Batamraya.com – Pemilihan langsung adalah proses terbuka di mana kemenangan ditentukan oleh kuantitas suara, bukan kualitas pemilik suara. para kandidat berjuang mendulang suara sebanyak-banyaknya dengan menggaungkan visi dan misi melalui program-program seperti pendidikan, kesehatan, dan moralitas-normatif agama seperti penutupan lokalisasi, pemberantasan perjudian, dan sejenisnya.
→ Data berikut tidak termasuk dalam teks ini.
PR #3025, opened 2026-09-02
fix(sight): pin Dockerfile RPM glob to TARGETARCH

jfeng18:
Follow-up to #2976 review comment: the RPM glob `/tmp/rpms/*/agentsight-*.rpm` matched both `rpms/x86_64/` and `rpms/aarch64/` in a multi-arch build context, so dnf could see a conflict or install the wrong arch.

Maps Docker `TARGETARCH` (amd64/arm64) onto the RPM directory naming (x86_64/aarch64) via a case statement, so only the target arch dir is globbed.

### DIFF
--- a/src/agentsight/packaging/docker/Dockerfile
+++ b/src/agentsight/packaging/docker/Dockerfile
@@ -19,11 +19,17 @@ LABEL org.opencontainers.image.title="AgentSight" \
 
 RUN sed -i -e "s/cloud.aliyuncs/aliyun/g" /etc/yum.repos.d/*.repo
 
-# rpm-build.sh emits arch dirs in RPM naming (x86_64/aarch64); copy the whole
-# tree and glob one level down so Docker's TARGETARCH naming (amd64/arm64)
-# mismatch cannot break the build.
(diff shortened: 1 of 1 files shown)


chengshuyi (approved):
LGTM. Verified the TARGETARCH→RPM arch mapping against rpm-build.sh output layout and confirmed docker-nightly (Dockerfile.alinux) is unaffected. Two nits noted verbally: the 'rpm-build.sh emits arch dirs' comment is slightly inaccurate, and the header could spell out rpms/x86_64|aarch64 — non-blocking.

chengshuyi (approved):
LGTM. Verified: the multi-arch context glob conflict is real (rpmbuild emits x86_64/aarch64 dirs; old */agentsight-*.rpm glob would hand both arches to dnf). TARGETARCH mapping is correct and fail-fast on unsupported arch is good. Does not affect docker-nightly (uses docker/Dockerfile.alinux). Two non-blocking nits: (1) comment 'rpm-build.sh emits arch dirs' is slightly inaccurate — rpm-build.sh only produces the source tarball; the arch dirs come from rpmbuild's standard output assembled by the builder; (2) header comment could spell out rpms/x86_64|aarch64/ explicitly.

PR #3046, opened 2026-09-03
fix(sight): retry startup db purge on lock

Daydreamer-Li:
## Description

The startup size-based purge for `agentsight.db` gave up on the first `SQLITE_BUSY`/`SQLITE_LOCKED` error. When a large (500MB+) database is reopened right after the previous process exits, it collides with that process's exit-time WAL checkpoint, which holds the write lock past the 500ms `busy_timeout` — so the oversized DB was left uncleaned at startup until the insert-count purge eventually compensated (an unbounded delay on idle machines). This retries the startup purge with `1s/3s/9s` backoff (~13s cap), retrying only lock errors while keeping other errors (e.g. corruption) terminal.

## Related Issue

refs #2870

## Risk and compatibility

- Behavior-preserving on the happy path and on non-lock errors. Only adds bounded retries for transient locks; if all attempts are locked out the purge is skipped exactly as before (now with an explanatory WARN).
- Worst-case added startup latency is ~13s, and only on a large-DB restart that is actively locked; no change on the common path.
- No config, schema, or public API changes.

## Validation

- `cargo clippy --lib --all-targets -- -D warnings`
- `cargo test --lib storage::unified` — 15 passed (incl. new `retryable_lock_matches_busy_and_locked` / `retryable_lock_rejects_terminal_errors`)

Lock-classification is covered by unit tests; the timing-dependent lock collision itself is not reproduced in CI by design.

## Documentation and rollback

- No docs affected. Rollback is a straight revert of the single commit; the pre-existing insert-count purge continues to enforce the size cap.

### DIFF
--- a/src/agentsight/src/storage/sqlite/token.rs
+++ b/src/agentsight/src/storage/sqlite/token.rs
@@ -490,10 +490,11 @@ impl TokenStore {
             )",
             self.table_name, self.table_name
         );
-        let deleted = self
-            .conn
-            .execute(&sql, params![limit as i64])
-            .map_err(|e| anyhow::anyhow!("Failed to delete oldest token records: {e}"))?;
+        // Propagate the rusqlite error unwrapped (like the sibling stores) so a
+        // transient SQLITE_BUSY/SQLITE_LOCKED stays downcastable and the startup
+        // purge's lock-retry classifier can recognize it; wrapping it in a
+        // formatted `anyhow!` here would erase the cause and make the retry a no-op.
+        let deleted = self.conn.execute(&sql, params![limit as i64])?;
         Ok(deleted)
     }
 
--- a/src/agentsight/src/storage/unified.rs
+++ b/src/agentsight/src/storage/unified.rs
@@ -38,7 +38,7 @@
 use anyhow::Result;
 use std::path::PathBuf;
 use std::sync::atomic::{AtomicU64, Ordering};
-use std::time::{SystemTime, UNIX_EPOCH};
+use std::time::{Duration, SystemTime, UNIX_EPOCH};
 
 use super::sqlite::connection::default_base_path;
 use super::sqlite::{AuditStore, HttpStore, TokenConsumptionStore, TokenStore};
@@ -183,12 +183,29 @@ impl Storage {
         // crash or a config change), prune immediately rather than waiting for
         // the next purge interval.
         if storage.max_db_size_bytes > 0 {
-            if let Err(e) = storage.purge_oversized() {
-                log::warn!("Startup size-based cleanup failed: {e}");
-            }
+            storage.startup_purge_with_retry();
         }
 
         Ok(storage)
+    }
+
+    /// Run the startup size-based purge, retrying on transient lock contention.
+    ///
+    /// Reopening a large database right after the previous process exits often
+    /// collides with that process's exit-time WAL checkpoint (see
+    /// [`Drop for Storage`]), which holds the write lock long enough to exceed
+    /// the connection `busy_timeout`; the purge then fails with `SQLITE_BUSY` /
+    /// `SQLITE_LOCKED`. This scenario is most likely on exactly the large
+    /// databases that need the startup purge, so retry with backoff instead of
+    /// giving up on the first collision.
+    ///
+    /// Only lock errors are retried — any other error (e.g. a corrupt
+    /// database) is terminal and must not stall startup for the full backoff.
+    /// When every attempt is locked out, the purge is skipped; the
+    /// insert-count-triggered purge in [`Self::store`] compensates once traffic
+    /// resumes.
+    fn startup_purge_with_retry(&self) {
+        purge_with_backoff(|| self.purge_oversized(), &STARTUP_PURGE_BACKOFF);
     }
 
     /// Create a new Storage with default SQLite config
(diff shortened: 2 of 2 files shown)


src/agentsight/src/storage/unified.rs
```diff
@@ -595,6 +638,34 @@ fn purge_share(rows: u64, pct: f64) -> usize {
...
+
+/// Whether a [`Storage::purge_oversized`] error is a transient SQLite lock
+/// (`SQLITE_BUSY` / `SQLITE_LOCKED`) worth retrying, as opposed to a terminal
+/// error (corrupt database, disk failure, …) that a retry cannot fix.
+///
+/// Store methods propagate `rusqlite::Error` unwrapped through `anyhow`, so the
+/// lock code is recoverable via `downcast_ref`.
+fn is_retryable_lock(err: &anyhow::Error) -> bool {
+    matches!(
+        err.downcast_ref::<rusqlite::Error>(),
```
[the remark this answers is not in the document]
Daydreamer-Li: Fixed in the latest revision (force-pushed).

Confirmed root cause: `TokenStore::delete_oldest_batch` wrapped the rusqlite error in a formatted `anyhow!("...: {e}")`, erasing the cause. `is_retryable_lock` classifies via `downcast_ref::<rusqlite::Error>()`, so a `SQLITE_BUSY`/`SQLITE_LOCKED` raised on the token table was seen as `None` → treated as terminal → the backoff never ran for that path.

Fix: propagate the error unwrapped via `?`, matching the sibling `audit`/`http`/`token_consumption` stores, so the SQLite code stays downcastable and the retry classifier recognizes it. Added a comment at the call site documenting why plain `?` (not a re-wrapped `anyhow!`) is required here.

Also extracted the retry loop into a testable `purge_with_backoff(purge, backoff)` (backoff injected so tests use zero delays) with unit tests covering the retry-then-succeed, locked-out, and terminal-error branches, which also resolves the incremental coverage gate failure.

src/agentsight/src/storage/unified.rs
```diff
@@ -183,14 +183,31 @@ impl Storage {
         // crash or a config change), prune immediately rather than waiting for
         // the next purge interval.
         if storage.max_db_size_bytes > 0 {
-            if let Err(e) = storage.purge_oversized() {
-                log::warn!("Startup size-based cleanup failed: {e}");
-            }
+            storage.startup_purge_with_retry();
```
jfeng18, line 186: Non-blocking: this call chain (`AgentSight::new` → `create_storage` → here, src/unified.rs:356) deepens a pre-existing tension with `src/UNIFIED_AGENTS.md` rule 3 — "`AgentSight::new()` does no I/O or blocking operations". The startup purge already blocked before this PR; the retry now adds up to ~13s of sleep on that path. Worth either carving out an explicit, budgeted exception for the startup purge in `UNIFIED_AGENTS.md`, or noting the deviation. No code change requested.

src/agentsight/src/storage/sqlite/token.rs
```diff
@@ -490,10 +490,11 @@ impl TokenStore {
...
         );
-        let deleted = self
-            .conn
-            .execute(&sql, params![limit as i64])
-            .map_err(|e| anyhow::anyhow!("Failed to delete oldest token records: {e}"))?;
+        // Propagate the rusqlite error unwrapped (like the sibling stores) so a
+        // transient SQLITE_BUSY/SQLITE_LOCKED stays downcastable and the startup
+        // purge's lock-retry classifier can recognize it; wrapping it in a
+        // formatted `anyhow!` here would erase the cause and make the retry a no-op.
+        let deleted = self.conn.execute(&sql, params![limit as i64])?;
```
jfeng18, line 497: Non-blocking precision note: the comment is right that a formatted `anyhow!("...: {e}")` erases the cause — but `.with_context("Failed to delete oldest token records")` would have kept both the context message and downcastability (anyhow's `context_downcast` forwards to the inner error; verified against anyhow 1.0.102). Bare `?` is fine; flagging the option in case the log context is missed.

jfeng18 (approved):
Approve — reviewed against the code, not the description:

- Mechanism confirmed: `busy_timeout` is 500ms (`sqlite/connection.rs:50`) and `Drop for Storage` runs a TRUNCATE checkpoint (`storage/unified.rs:601`), so a large DB reopened right after the previous exit can genuinely outlast the first purge attempt.
- Error-chain audit: all four stores' `delete_oldest_batch` (plus audit/http `count()`) propagate `rusqlite::Error` unwrapped, so every lock error that can escape `purge_oversized` stays downcastable for `is_retryable_lock`; `checkpoint_busy` failures are handled in-loop and never reach the classifier — consistent.
- Extended SQLite codes are masked to their primary code by libsqlite3-sys (`result_code & 0xff`), so e.g. `BUSY_SNAPSHOT` still classifies as retryable.
- Tests discriminate by construction (zero-delay injected backoff, retry counts asserted); CI green on `e7180cde`; the `Fixes: 33ed3846` trailer attributes the origin correctly.

Two non-blocking notes as inline comments; no changes requested for this PR.

Minor wording: the "~13s cap" counts only the sleeps — each failed attempt also burns its `busy_timeout` and any partial delete work before a mid-purge lock loss (each DELETE is its own autocommit transaction), so true worst-case added startup latency is somewhat higher. Consider rewording the PR body when convenient.

The lock-collision timing itself is unit-level only (as declared); acceptable given the extracted pure retry loop.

Secara politik, pilkada adalah potret kualitas demokrasi suatu bangsa, baik sebagai sistem maupun tata nilai. Di atas semua itu, pilkada adalah perhelatan politik yang mencerminkan wajah bangsa. Pilkada sering kali menjadi ajang supremasi kelompok atas yang lainnya. Potensi politik identitas bernuansa SARA tentunya tidak dapat dipandang sebelah mata.
Dalam pertarungan politik, populisme adalah hal yang wajar. Masalahnya adalah jika populisme dilakukan dengan merendahkan dan menista kelompok lain. Populisme berpotensi menimbulkan masalah SARA ketika dikembangkan dengan model dan pendekatan komunalisme. Populisme melanggengkan dominasi mayoritas atas minoritas yang membuat kohesi sosial dan kebinekaan rapuh. masyarakat Indonesia masih hidup dalam komunalisme. Kuatnya ikatan in-group, identitas, dan kolektivitas kelompok menumbuhkan sikap tertutup, konservatif, dan intoleran terhadap kelompok lain (out-group) yang dipandang sebagai ancaman dan lawan.
Tantangan berikutnya adalah bagaimana mewujudkan penyelenggaraan pilkada yang berkeadaban. Menihilkan dan memisahkan aspek SARA dalam pilkada tidaklah mudah, bahkan mungkin mustahil. Memilih adalah persoalan preferensi. Rasionalitas dan objektivitas seseorang dalam menentukan pilihan tetap akan dipengaruhi oleh subjektivitas emosional atas dasar keyakinan agama dan afinitas kelompok. Subjektivitas merupakan sikap manusiawi.
Yang paling mungkin diusahakan adalah meminimalkan atau menurunkan potensi politik SARA. Terkait dengan pilkada dapat dilakukan sosialisasi dan pendidikan pemilih (voters education) agar masyarakat memilih secara rasional dengan nalar kritis. Partai politik, kekuatan masyarakat sipil, dan media massa perlu bekerja sama membantu masyarakat mengenal, menganalisis, dan menilai program kerja dan rekam jejak para kandidat.
Dalam konteks itu, Kepolisian RI telah membentuk Satgas Nusantara untuk mengantisipasi dan menindak pelanggaran hukum dalam bentuk kampanye-kampanye SARA selama pilkada. Penanganan hukum secara proporsional dan profesional atas pelanggaran-pelanggaran yang mengancam stabilitas nasional dan kebinekaan selama pilkada, selain akan memberi efek jera, juga merupakan bentuk mitigasi atas kampanye-kampanye SARA yang rentan terjadi pada pilpres mendatang.